A Swedish sexworker on the criminalization of clients (http://www.youtube.com/watch?v=7D7nOh57-I8&feature=player_embedded)

They especially put the lie to the idea that the Swedish law does not criminalise prostitutes as such. The Swedish law criminalises owners of locations where prostitution takes place as pimps. And so, if the owner of an apartment comes to know that the person who hires his apartment is a prostitute, s/he is compelled to evict her, on the penalty of becoming a target for prosecution as an exploiter of prostitution him or herself. And so a direct effect of the Swedish law is that they target prostitutes for eviction (no wonder that by your "statistics" 483.17% of prostitutes are homeless, is it?) The only difference between this and criminalisation is that it doesn't even require due process of law and the bothersome need to listen to a prostitute's lawyer in court.

That's the wonder you support, you, and now, apparently, Hillary Clinton.

Luís Henrique

Crux
3rd February 2013, 09:25
The idea that Petra Östergren (working with a sample group of 20), or indeed those other two people you've quoted represent sex worker's in general is of course false. Pye Jacobsson , surprise surprise, is a co-owner of a strip club. Or was until last year when it got into the papers.

I don't feel compelled to respond to your straw men arguments.
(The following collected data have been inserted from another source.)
PR #198959, opened 2026-05-21
[libc][semaphore] Add post and wait operations for internal semaphore

Pengxiang-Huang:
This pr implements https://github.com/llvm/llvm-project/issues/190847, adding the post and wait operations in posix semaphore for linux using futex. 

Particularly, 
`sem_post`: https://pubs.opengroup.org/onlinepubs/9799919799/functions/sem_post.html
`sem_trywait`, `sem_wait`: https://pubs.opengroup.org/onlinepubs/9799919799/functions/sem_wait.html
`sem_timedwait`, `sem_clockwait`: https://pubs.opengroup.org/onlinepubs/9799919799/functions/sem_clockwait.html#

The implementation is assisted by Claude Code Opus 4.7, specifically for the unit tests generations.

### DIFF
--- a/libc/src/semaphore/linux/semaphore.h
+++ b/libc/src/semaphore/linux/semaphore.h
@@ -18,6 +18,7 @@
 #include "src/__support/CPP/limits.h"
 #include "src/__support/common.h"
 #include "src/__support/error_or.h"
+#include "src/__support/libc_assert.h"
 #include "src/__support/threads/futex_utils.h"
 #include "src/__support/time/abs_timeout.h"
 
@@ -31,6 +32,9 @@ class Semaphore {
   Futex value;
   unsigned int canary;
 
+  // Whether the semaphore is shared between processes.
+  bool is_shared;
+
   // A private constant canary used to detect use of uninitialized or
   // destroyed semaphores. Chose "SEM1" in ASCII (0x53='S', 0x45='E',
   // 0x4D='M', 0x31='1').
@@ -43,7 +47,7 @@ class Semaphore {
       if (trywait() == 0)
         return 0;
 
-      auto wait_or = value.wait(/*expected=*/0, timeout, /*is_shared=*/true);
+      auto wait_or = value.wait(/*expected=*/0, timeout, is_shared);
       if (!wait_or.has_value() && wait_or.error() == ETIMEDOUT) {
         // Final attempt in case a post() raced with the timeout.
         if (trywait() == 0)
@@ -54,8 +58,8 @@ class Semaphore {
   }
 
 public:
-  LIBC_INLINE constexpr Semaphore(unsigned int value)
-      : value(value), canary(SEM_CANARY) {}
+  LIBC_INLINE constexpr Semaphore(unsigned int value, bool shared)
+      : value(value), canary(SEM_CANARY), is_shared(shared) {}
 
   // Sanity check to detect use of uninitialized or destroyed semaphores.
   LIBC_INLINE bool is_valid() const { return canary == SEM_CANARY; }
@@ -92,9 +96,7 @@ public:
 
     // Wake one waiter if any,
     // waiter selection is left to linux futex implementation.
-    // Named semaphores live in MAP_SHARED memory and may be shared across
-    // processes, so use a shared wake.
-    value.notify_one(/*is_shared=*/true);
+    value.notify_one(is_shared);
     return 0;
   }
 
@@ -123,8 +125,7 @@ public:
       // Futex wait re-checks the value atomically,
       // so a racing post() before sleep is not lost.
       // Spurious wakeups just send back to trywait().
-      (void)value.wait(/*expected=*/0, /*timeout=*/cpp::nullopt,
-                       /*is_shared=*/true);
+      (void)value.wait(/*expected=*/0, /*timeout=*/cpp::nullopt, is_shared);
     }
   }
 
@@ -145,7 +146,10 @@ public:
     if (LIBC_LIKELY(timeout.has_value()))
       return wait_until(timeout.value());
 
-    switch (timeout.error()) {
+    internal::AbsTimeout::Error err = timeout.error();
+    LIBC_ASSERT(err == internal::AbsTimeout::Error::Invalid ||
+                err == internal::AbsTimeout::Error::BeforeEpoch);
+    switch (err) {
     case internal::AbsTimeout::Error::Invalid:
       return EINVAL;
     case internal::AbsTimeout::Error::BeforeEpoch:
--- a/libc/src/semaphore/linux/semaphore.h
+++ b/libc/src/semaphore/linux/semaphore.h
@@ -10,12 +10,16 @@
 #define LLVM_LIBC_SRC_SEMAPHORE_LINUX_SEMAPHORE_H
 
 #include "hdr/errno_macros.h"
+#include "hdr/time_macros.h"
+#include "hdr/types/clockid_t.h"
 #include "hdr/types/mode_t.h"
+#include "hdr/types/struct_timespec.h"
 #include "src/__support/CPP/atomic.h"
 #include "src/__support/CPP/limits.h"
 #include "src/__support/common.h"
 #include "src/__support/error_or.h"
 #include "src/__support/threads/futex_utils.h"
+#include "src/__support/time/abs_timeout.h"
 
 namespace LIBC_NAMESPACE_DECL {
 
@@ -32,11 +36,24 @@ class Semaphore {
   // 0x4D='M', 0x31='1').
   static constexpr unsigned int SEM_CANARY = 0x53454D31U;
 
-public:
-  // TODO:
-  // Add the blocking waiting operations: sem_wait, sem_timedwait,
-  //    sem_clockwait.
+  // Helper function for timed blocking wait, wait for a required
+  // absolute timeout.
+  LIBC_INLINE int wait_until(internal::AbsTimeout timeout) {
+    for (;;) {
+      if (trywait() == 0)
+        return 0;
 
+      auto wait_or = value.wait(/*expected=*/0, timeout, /*is_shared=*/true);
+      if (!wait_or.has_value() && wait_or.error() == ETIMEDOUT) {
+        // Final attempt in case a post() raced with the timeout.
+        if (trywait() == 0)
+          return 0;
+        return ETIMEDOUT;
+      }
+    }
+  }
+
+public:
   LIBC_INLINE constexpr Semaphore(unsigned int value)
       : value(value), canary(SEM_CANARY) {}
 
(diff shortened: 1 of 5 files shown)


SchrodingerZhu:
Sorry, I was busy with moving and training. I am taking a look at the patch now.

libc/src/semaphore/linux/semaphore.h
```diff
@@ -54,6 +77,83 @@ class Semaphore {
...
+    if (LIBC_LIKELY(timeout.has_value()))
+      return wait_until(timeout.value());
+
+    switch (timeout.error()) {
+    case internal::AbsTimeout::Error::Invalid:
+      return EINVAL;
+    case internal::AbsTimeout::Error::BeforeEpoch:
+      return ETIMEDOUT;
+    }
+    __builtin_unreachable();
```
SchrodingerZhu: Could you add sth like:
```
internal::AbsTimeout::Error err = timeout.error();
LIBC_ASSERT(err == internal::AbsTimeout::Error::Invalid || err == internal::AbsTimeout::Error::BeforeEpoch);
```
to make it easier to track if an unreachable state really happens?

libc/src/semaphore/linux/semaphore.h
```diff
@@ -26,11 +36,24 @@ class Semaphore {
...
-  // Add the posting and waiting operations: sem_post, sem_wait,
-  //    sem_trywait, sem_timedwait, sem_clockwait.
+  // Helper function for timed blocking wait, wait for a required
+  // absolute timeout.
+  LIBC_INLINE int wait_until(internal::AbsTimeout timeout) {
+    for (;;) {
+      if (trywait() == 0)
+        return 0;
+
+      auto wait_or = value.wait(/*expected=*/0, timeout, /*is_shared=*/true);
```
SchrodingerZhu: POSIX.1-2024 says:

> If the pshared argument has a non-zero value, then the semaphore is shared between processes; in this case, any process that can access the semaphore sem can use sem for performing [sem_clockwait()](https://pubs.opengroup.org/onlinepubs/9799919799/functions/sem_clockwait.html), [sem_destroy()](https://pubs.opengroup.org/onlinepubs/9799919799/functions/sem_destroy.html), [sem_post()](https://pubs.opengroup.org/onlinepubs/9799919799/functions/sem_post.html), [sem_timedwait()](https://pubs.opengroup.org/onlinepubs/9799919799/functions/sem_timedwait.html), [sem_trywait()](https://pubs.opengroup.org/onlinepubs/9799919799/functions/sem_trywait.html), and [sem_wait()](https://pubs.opengroup.org/onlinepubs/9799919799/functions/sem_wait.html) operations.

> If the pshared argument is zero, then the semaphore is shared between threads of the process; any thread in this process can use sem for performing [sem_clockwait()](https://pubs.opengroup.org/onlinepubs/9799919799/functions/sem_clockwait.html), [sem_destroy()](https://pubs.opengroup.org/onlinepubs/9799919799/functions/sem_destroy.html), [sem_post()](https://pubs.opengroup.org/onlinepubs/9799919799/functions/sem_post.html), [sem_timedwait()](https://pubs.opengroup.org/onlinepubs/9799919799/functions/sem_timedwait.html), [sem_trywait()](https://pubs.opengroup.org/onlinepubs/9799919799/functions/sem_trywait.html), and [sem_wait()](https://pubs.opengroup.org/onlinepubs/9799919799/functions/sem_wait.html) operations.

why do we always default to shared addressing mode here and below?

SchrodingerZhu (changes requested):

SchrodingerZhu:
Overall the code shape looks good to me. However, there are some details we need to discuss. Thank you for doing this!

libc/src/semaphore/linux/semaphore.h
Pengxiang-Huang: `is_shared` is used for the kernel to compute the futex key for identifying the sleepers/waker. The kernel can still compute the right key in the private mode, but with the unnecessary page table walking overhead. It's easier to avoid writing additional control flow handling, but I also agree it can be confusing to understand as you pointed out in the posix description.

SchrodingerZhu: I don’t think that’s entirely accurate.

1. Shared futexes do incur additional overhead because the kernel needs to resolve the futex key through the underlying shared mapping, whereas private futexes can be keyed directly from the process address space.
2. More importantly, private and shared futexes belong to different futex-key namespaces. A wake operation issued on a private futex will not match waiters sleeping on the corresponding shared futex, and vice versa.

Because of this, the POSIX pshared attribute should generally remain consistent with the futex flags used by the implementation.

SchrodingerZhu (approved):
LGTM. Thanks for doing this.

libc/src/semaphore/linux/semaphore.h
```diff
@@ -54,6 +81,83 @@ class Semaphore {
...
+  LIBC_INLINE int wait() {
+    for (;;) {
+      if (trywait() == 0)
+        return 0;
+
+      // Blocks when value was zero.
+      // Futex wait re-checks the value atomically,
+      // so a racing post() before sleep is not lost.
+      // Spurious wakeups just send back to trywait().
+      (void)value.wait(/*expected=*/0, /*timeout=*/cpp::nullopt, is_shared);
```
michaelrj-google: this should probably handle the error cases

libc/src/semaphore/linux/semaphore.h
```diff
@@ -54,6 +81,83 @@ class Semaphore {
...
+                                      cpp::MemoryOrder::RELAXED))
+        return 0;
+    }
+
+    return EAGAIN;
+  }
+
+  // Blocking wait, decrements the value when positive, or blocks until a
+  // post() makes it positive again.
+  LIBC_INLINE int wait() {
```
michaelrj-google, line 123: as currently written this function only ever returns 0. I think it should return an error code if the wait call fails, but if not it should probably be void since it only has one possible return.

libc/src/semaphore/linux/semaphore.h
```diff
@@ -54,6 +81,83 @@ class Semaphore {
...
+    for (;;) {
+      if (trywait() == 0)
+        return 0;
```
michaelrj-google: This could be simplified:
```suggestion
    while (trywait() == 0) {
```
Then put `return 0` after the end of the loop

libc/src/semaphore/linux/semaphore.h
```diff
@@ -9,30 +9,64 @@
...
+  // Helper function for timed blocking wait, wait for a required
+  // absolute timeout.
+  LIBC_INLINE int wait_until(internal::AbsTimeout timeout) {
+    while (trywait() != 0) {
+      auto wait_or = value.wait(/*expected=*/0, timeout, is_shared);
+      if (wait_or.has_value())
+        continue;
+
+      if (wait_or.error() == EAGAIN)
+        continue;
```
michaelrj-google: Combine
```suggestion
      if (wait_or.has_value() || (wait_or.error() == EAGAIN))
        continue;
```

libc/src/semaphore/linux/semaphore.h
```diff
@@ -9,30 +9,64 @@
...
-      : value(value), canary(SEM_CANARY) {}
+      if (wait_or.error() == ETIMEDOUT) {
+        // Final attempt in case a post() raced with the timeout.
+        if (trywait() == 0)
+          return 0;
+        return ETIMEDOUT;
+      }
+
+      // Any other error is unexpected (e.g. EINVAL/EFAULT).
+      return wait_or.error();
```
michaelrj-google: the unconditional return at the end of the loop is a sign that the loop condition is incorrect. Is there a way to reorder the loop such that there are no `continue`s?

Specifically it looks like `wait_or.has_value()` and `wait_or.error() == EAGAIN` are what cause the loop to continue, and if those fail then the loop ends.

michaelrj-google (commented):
Overall looks good, a few comments on organization

Pengxiang-Huang:
@michaelrj-google Can you help review the changes one more time, Thanks!

libc/src/semaphore/linux/semaphore.h
```diff
@@ -54,6 +85,87 @@ class Semaphore {
...
+    internal::AbsTimeout::Error err = timeout.error();
+    LIBC_ASSERT(err == internal::AbsTimeout::Error::Invalid ||
+                err == internal::AbsTimeout::Error::BeforeEpoch);
+    switch (err) {
+    case internal::AbsTimeout::Error::Invalid:
+      return EINVAL;
+    case internal::AbsTimeout::Error::BeforeEpoch:
+      return ETIMEDOUT;
+    }
+    __builtin_unreachable();
```
michaelrj-google: given that there's an assert above to check if this is a valid state it might make more sense for this to be `__builtin_trap()`. That way on a non-debug build that reaches this supposedly unreachable state it will properly stop instead of doing something undefined.

libc/test/src/semaphore/linux/semaphore_test.cpp
```diff
@@ -8,24 +8,129 @@
...
+  Semaphore sem(2, /*is_shared=*/false);
+
+  // value is positive: wait() should decrement without blocking.
+  ASSERT_EQ(sem.wait(), 0);
+  ASSERT_EQ(sem.getvalue(), 1);
+  ASSERT_EQ(sem.wait(), 0);
+  ASSERT_EQ(sem.getvalue(), 0);
+}
+
+TEST(LlvmLibcSemaphoreTest, TimedWaitNonBlocking) {
```
michaelrj-google, line 67: The standard says: "Under no circumstance shall the function fail with a timeout if the semaphore can be locked immediately. The validity of the abstime need not be checked if the semaphore can be locked immediately."

Add a test to cover this case. Specifically I want you to pass a null `abstime` to ensure it's never dereferenced.

libc/test/src/semaphore/linux/semaphore_test.cpp
```diff
@@ -8,24 +8,129 @@
...
 #include "hdr/fcntl_macros.h"
+#include "hdr/time_macros.h"
+#include "hdr/types/struct_timespec.h"
+#include "src/__support/time/clock_gettime.h"
 #include "src/semaphore/linux/semaphore.h"
 #include "test/UnitTest/Test.h"
 
 using LIBC_NAMESPACE::Semaphore;
 
 TEST(LlvmLibcSemaphoreTest, InitAndGetValue) {
```
michaelrj-google, line 19: add a test covering the case where the semaphore number is greater than `SEM_VALUE_MAX`.

michaelrj-google (commented):
Update the tests and ensure they still pass, then LGTM

libc/test/src/semaphore/linux/semaphore_test.cpp
Pengxiang-Huang: I added `if (trywait() == 0) return` to guard the null ptr dereference case.

michaelrj-google (approved):
LGTM

Pengxiang-Huang:
@michaelrj-google Could you help to land this when you can? Thanks!

michaelrj-google:
Merged, thanks for working on this!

Sorry.

Luís Henrique
3rd February 2013, 14:31
The idea that Petra Östergren (working with a sample group of 20), or indeed those other two people you've quoted represent sex worker's in general is of course false. Pye Jacobsson , surprise surprise, is a co-owner of a strip club. Or was until last year when it got into the papers.

Well, your "statistics" are forged by people who don't work with any prostitutes at all, much less 20, or take their figures from the police or shelters and don't bother to qualify the figures for the fact that they are dealing with the most vulnerable lot of prostitutes. It's like pretending to calculate the rate of alcoholism among sailors by looking on statistics of detox clinics or police files on public disturbance.

If Pye Jacobsson is indeed a co-owner of a strip club, then this means that you don't know how to counter the arguments of a strip club owner other than by pointing the fact that she is a strip club owner.


I don't feel compelled to respond to your straw men arguments. Sorry.

And, of course, if you are not able to counter the arguments of a strip club owner, it is quite unlikely that you can't counter the arguments of anyone with a passable knowledge of Marxist theory, which is what you mean by the quote above.

But enough. I can't be swayed by forged or decontextualised statistics, you cannot be swayed by rational arguments, so let's move elsewhere, for this apparently can only be a dialogue between deaf people.